第880話 好機と交渉


 別室に連れてこられた俺は早速話を振られた。


 なんか、ダラダラと話が長かったから割愛させてもらうが、要は、あのモンスターたちは本当に安全なのか、というものだった。一応として王様たちにも軽く脅しをかけてたんだが、それが思いの外効きすぎてしまったのだろう。


 効かないよりかはマシだが、話はちゃんと聞いてもらいたいよな。俺に敵対しなければ大丈夫って言ったのに。まあ、それでも不安になるのは仕方がないか。他人から見たらちゃんと二人を制御できているのか、って問題もあっただろうしな。


 そんなこんなで敵対しなければ絶対に大丈夫であることを伝えると、俺は本題に入った。いや、王様からすれば今までのが本題のつもりだったんだろうが、俺からすればもっと重要なことがある。


 それは、王様がどうやって再び王になるのか、という問題だ。


 俺は、エクストラクエストまで発現してしまっているから、というのもあるが、王様たちの護衛を買って出ているの根本的な理由はもう一度王座の位についてもらって、魔王としての俺とのふっといパイプを繋ぐ事にある。

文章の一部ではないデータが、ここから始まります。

PR #283, opened 2020-05-14
feat(openwhisk.js): capture namespace and host in openwhisk

ranrib:


src/events/openwhisk.js
```diff
@@ -69,7 +72,6 @@ function openWhiskWrapper(wrappedFunction) {
                     invokeEvent,
                     brief,
                     {
-                        activation_id: res.activationId,
```
tripodsan, line 72: why do you remove the response activation id?

ranrib: For some reason it was duplicated - it is already sent in the "brief"

galbash (approved):

PR #292, opened 2020-05-27
Adding winston logger + cw transport support

galbash:


src/events/winston.js
```diff
@@ -0,0 +1,56 @@
...
+    return function internalWriteWrapper(chunk, encoding, callback) {
+        if (!tracer.isLoggingTracingEnabled()) {
+            return wrappedFunction.apply(this, [chunk, encoding, callback]);
+        }
+        const traceId = tracer.getTraceId();
+        if (!traceId) {
+            return wrappedFunction.apply(this, [chunk, encoding, callback]);
+        }
+
+        if (!chunk || typeof chunk !== 'object') {
```
haimrait: All if statements can be in separate functions 
(you can merge them to one if statements, but it does not necessarily cause maybe it will be less readable so it up to you).

src/events/winston.js
```diff
@@ -0,0 +1,56 @@
...
+
+        const newChunk = {
+            epsagon: {
+                trace_id: traceId,
+            },
+        };
+        /* eslint-disable guard-for-in, no-restricted-syntax */
+        for (const key in chunk) {
+            newChunk[key] = chunk[key];
+        }
```
haimrait, line 37: for this case, you can do
const newChunk = {
           epsagon: {
                trace_id: traceId,
            },
            ... chunk
}

haimrait: or maybe because we have some node 6 issues,
maybe you can do it with Object.assign() approach.

src/events/winston.js
```diff
@@ -0,0 +1,56 @@
...
+
+        /* eslint-disable no-restricted-syntax */
+        for (const symbol of Object.getOwnPropertySymbols(chunk)) {
+            newChunk[symbol] = chunk[symbol];
+        }
```
haimrait, line 42: same as above

src/events/winston.js
galbash: can't because I want to copy non-enumerable symbols as well

src/events/winston.js
galbash: can't (Object.assign skip these)

haimrait (approved):

PR #530, opened 2021-10-26
Sdk 158 sns v3

haddasbronfman:


src/events/aws_sdk_v3.js
```diff
@@ -0,0 +1,169 @@
...
+        }
+    },
+};
+
+/**
+ * a map between AWS resource names and their appropriate creator object.
+ */
+const specificEventCreators = {
+    sns: SNSv3EventCreator,
+};
```
osherv, line 60: New line is missing here

src/events/aws_sdk_v3.js
```diff
@@ -0,0 +1,169 @@
...
+    };
+}
+
+module.exports = {
+    /**
+     * Initializes the @aws-sdk tracer
+     */
+    init() {
+        moduleUtils.patchModule(
+            '@aws-sdk/client-sns',
```
osherv, line 162: Why did u choose to add hook to client-sns and not to global?
In case we will want to add another Service support it will take much more time now instead of just add another event creator..

src/events/aws_sdk_v3.js
```diff
@@ -0,0 +1,169 @@
...
+        return cmd;
+    }
+}
+
+/**
+ * Wraps the @aws-sdk sns-client commands
+ * @param {Function} wrappedFunction The function to wrap
+ * @returns {Function} The wrapped function
+ */
+function AWSSDKv3WrapperSNS(wrappedFunction) {
```
osherv, line 82: Maybe i just missed it, but where r u capture the payloads?

src/events/aws_sdk_v3.js
haddasbronfman: Will open new issue for this

arbiv (approved):

src/events/aws_sdk_v3.js
haddasbronfman: currently for sns there no payloads

PR #534, opened 2021-11-07
fix(awssdkv3): increasing patch scope to catch more events

haddasbronfman:


nemoshlag:
I find "fix(awssdkv3): change instrumentation" very vague :) Can you elaborate a bit for documentation reason + it would help me to perform a review if I knew the purpose say:
fix(sdkv3-typo): fixing a typo OR fix(sdkv3-instrumentation): increasing patch scope to catch more events

src/events/aws_sdk_v3.js
```diff
@@ -79,11 +79,17 @@ function getOperationByCommand(command) {
...
-function AWSSDKv3WrapperSNS(wrappedFunction) {
-    return function internalAWSSDKv3WrapperSNS(command) {
+function AWSSDKv3Wrapper(wrappedFunction) {
+    return function internalAWSSDKv3Wrapper(command) {
         try {
-            const serviceIdentifier = this.config.serviceId.toLowerCase();// sns
+            const serviceIdentifier = this.config.serviceId.toLowerCase();
             const resourceName = '';
+
+            if (!(serviceIdentifier in specificEventCreators)) {
```
nemoshlag, line 88: this might be my personal taste but I feel that `if (!specificEventCreators.includes(serviceIdentifier)` is clearer. The specificEventsCreators need to be an array for that case. Also I would consider migrating the specificEventsCreators const to the consts file (maybe rename as well to expose it's SDK v3 events, say supportedSDKV3Events)

src/events/aws_sdk_v3.js
```diff
@@ -159,12 +165,10 @@ module.exports = {
      */
     init() {
         moduleUtils.patchModule(
-            '@aws-sdk/client-sns',
+            '@aws-sdk/smithy-client',
```
nemoshlag: pls add a comment for those stupid people like me who don't know what smithy-client is :)

src/events/aws_sdk_v3.js
haddasbronfman: It is the same as in v2. This is why I prefer to keep it like that.

osherv (approved):

src/events/aws_sdk_v3.js
```diff
@@ -165,7 +165,8 @@ module.exports = {
      */
     init() {
         moduleUtils.patchModule(
-            '@aws-sdk/smithy-client',
+            '@aws-sdk/smithy-client', // A client that can catch all 'send' commands
+            // sent from aws resources using aws-sdk v3.
```
arbiv, line 169: indentation seems weird... Is that intended?

arbiv (changes requested):

src/events/aws_sdk_v3.js
haddasbronfman: It is the same as in v2

src/events/aws_sdk_v3.js
nemoshlag: I would prefer having our supported events on a single js file instead of browsing each instrumentation

arbiv (approved):

PR #551, opened 2021-12-19
Fix/fix mongo ctx extraction

osherv:


src/events/mongodb.js
```diff
@@ -97,10 +97,16 @@ function getArgsFromFunction(...args) {
...
     if (operationName.includes('connection')) {
         const ctx = args[args.length - 3];
-        const hostParts = typeof ctx.address === 'string' ? ctx.address.split(':') : '';
-        const options = hostParts.length === 2 ?
-            { host: hostParts[0], port: hostParts[1] } :
-            {}; // no port means the address is a random UUID so no host either
+        let options = {};
+        if (ctx) {
+            const hostParts = typeof ctx.address === 'string' ? ctx.address.split(':') : '';
+            if (hostParts.length === 2) {
```
arbiv, line 103: if length != 2 options remains empty, and there no log. is that OK?

arbiv: @osherv yes

arbiv (approved):

PR #561, opened 2022-01-30
Feat(AWS-SDK-V3): DynamoDB  CS-148

sagivr2020:


src/event.js
```diff
@@ -85,7 +85,7 @@ module.exports.addObjectToMetadata = function addObjectToMetadata(
     let objectToAdd = object;
     if (!config.getConfig().metadataOnly && dataFields.length > 0) {
         const fields = Object.getOwnPropertyNames(object).filter(
-            field => !dataFields.includes(field)
+            field => dataFields.includes(field)
```
nemoshlag, line 88: is this on purpose?

nemoshlag (approved):

src/event.js
sagivr2020: Yes, before the fix - it took all the fields that don't match the fields the function gets.

PR #563, opened 2022-02-03
feat(AWS-SDK-V3): support SQS V3

sagivr2020:


src/events/aws_sdk_v3.js
```diff
@@ -56,6 +57,71 @@ const SNSv3EventCreator = {
...
+     * @param {string} operation the operation we wrapped.
+     * @param {Command} command the wrapped command
+     * @param {proto.event_pb.Event} event The event to update the data on
+     */
+    requestHandler(operation, command, event) {
+        const parameters = command.input || {};
+        const resource = event.getResource();
+
+        if ('QueueUrl' in parameters) {
+            resource.setName(`${parameters.QueueUrl.split('/').pop()}`);
```
osherv: I think you should try catch in case of unexpected URL
Or add if Split('/') is not empty

src/events/aws_sdk_v3.js
```diff
@@ -56,6 +57,71 @@ const SNSv3EventCreator = {
...
+     * @param {string} operation the operation we wrapped.
+     * @param {object} response The AWS.Response object
+     * @param {proto.event_pb.Event} event The event to update the data on
+     */
+    responseHandler(operation, response, event) {
+        switch (operation) {
+        case 'SendMessageCommand':
+            eventInterface.addToMetadata(event, {
+                'Message ID': `${response.MessageId}`,
+                'MD5 Of Message Body': `${response.MD5OfMessageBody}`,
```
osherv, line 103: Is that the convention for MD5 tag?
Verify this

src/events/aws_sdk_v3.js
```diff
@@ -56,6 +57,71 @@ const SNSv3EventCreator = {
...
+            });
+            break;
+        case 'ReceiveMessageCommand': {
+            let messagesNumber = 0;
+            if (('Messages' in response) && (response.Messages.length > 0)) {
+                messagesNumber = response.Messages.length;
+                eventInterface.addToMetadata(event, {
+                    'Message ID': `${response.Messages[0].MessageId}`,
+                    'MD5 Of Message Body': `${response.Messages[0].MD5OfBody}`,
```
osherv, line 112: Same

src/events/aws_sdk_v3.js
```diff
@@ -56,6 +57,71 @@ const SNSv3EventCreator = {
...
+                });
+                const snsData = resourceUtils.getSNSTrigger(response.Messages);
+                if (snsData != null) {
+                    eventInterface.addToMetadata(event, { 'SNS Trigger': snsData });
+                }
+            }
+            eventInterface.addToMetadata(event, { 'Number Of Messages': messagesNumber });
```
osherv, line 119: Verify label name convention

src/events/aws_sdk_v3.js
```diff
@@ -56,6 +57,71 @@ const SNSv3EventCreator = {
     },
 };
 
+const SQSEventCreator = {
```
osherv: Should be SQSV3EventCreate i think

package.json
```diff
@@ -48,7 +48,7 @@
     "statements": 17,
     "branches": 13,
     "functions": 25,
-    "lines": 18
+    "lines": 17
```
osherv, line 51: Is that codecov or something?

src/events/aws_sdk_v3.js
sagivr2020: Yes, verified it

src/events/aws_sdk_v3.js
sagivr2020: Yes, also verified it

src/events/aws_sdk_v3.js
sagivr2020: Verified.

src/events/aws_sdk_v3.js
sagivr2020: Right, updated

package.json
sagivr2020: it shows in testing 17.99%, therefore I discussed with @nemoshlag to increase it.

src/events/aws_sdk_v3.js
sagivr2020: Updated to something like this:
if(data !== null && data !== '') {
   // do something
}

osherv (approved):

PR #571, opened 2022-02-16
fix(mem-leak): skip return value

nemoshlag:
Following memory leak issue -> CS-167 setting a more basic broad solution. Setting EPSAGON_SKIP_RETURN_VALUE to true will prevent lambda wrapper from documenting DB return value (which potentially can increase lambda's container memory usage)

### DIFF
--- a/src/wrappers/lambda.js
+++ b/src/wrappers/lambda.js
@@ -191,7 +191,7 @@ function baseLambdaWrapper(
                 eventInterface.addToMetadata(runner, { status_code: statusCode });
             }
             const config = getConfig();
-            if (error === null && !config.metadataOnly && !config.skipReturnVal) {
+            if (error === null && !config.metadataOnly && !config.skipReturnValue) {
                 try {
                     // Taken from AWS Lambda runtime
                     const jsonResult = JSON.stringify(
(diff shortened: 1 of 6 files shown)


test/unit_tests/test_config.js
```diff
@@ -102,6 +102,11 @@ describe('tracer config tests', () => {
         expect(config.getConfig()).to.contain({ decodeHTTP: false });
     });
 
+    it('setConfig: set skipReturnValue to true', () => {
```
arbiv: is it possible to add a functional test of this parameter?
(i.e return value is not added when this is true)

src/wrappers/lambda.js
```diff
@@ -190,11 +190,8 @@ function baseLambdaWrapper(
             if (statusCode) {
                 eventInterface.addToMetadata(runner, { status_code: statusCode });
             }
-
-            const table = utils.getObjectFromRunner(runner);
             const config = getConfig();
-
-            if (error === null && !config.metadataOnly && !config.ignoredDBTables.includes(table)) {
+            if (error === null && !config.metadataOnly && !config.skipReturnValue) {
```
arbiv: maybe returnValueEnabled will be better, to save us the headache of the double negation?

arbiv (changes requested):

arbiv (approved):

 別にそれで何をしようってわけではないのだが、あった方が何かと便利そうだろう? だから王様にはなんとしても返り咲いてもらわないといけないのだ。


 だが、現状として、今は全くその兆しが見えないのだ。まあ、この国に助けてもらおうとしてた矢先に貴族に、この国に裏切られたから、それは王様自身よくわかっていることなんだろうが、それでも口出しせずにはいられない。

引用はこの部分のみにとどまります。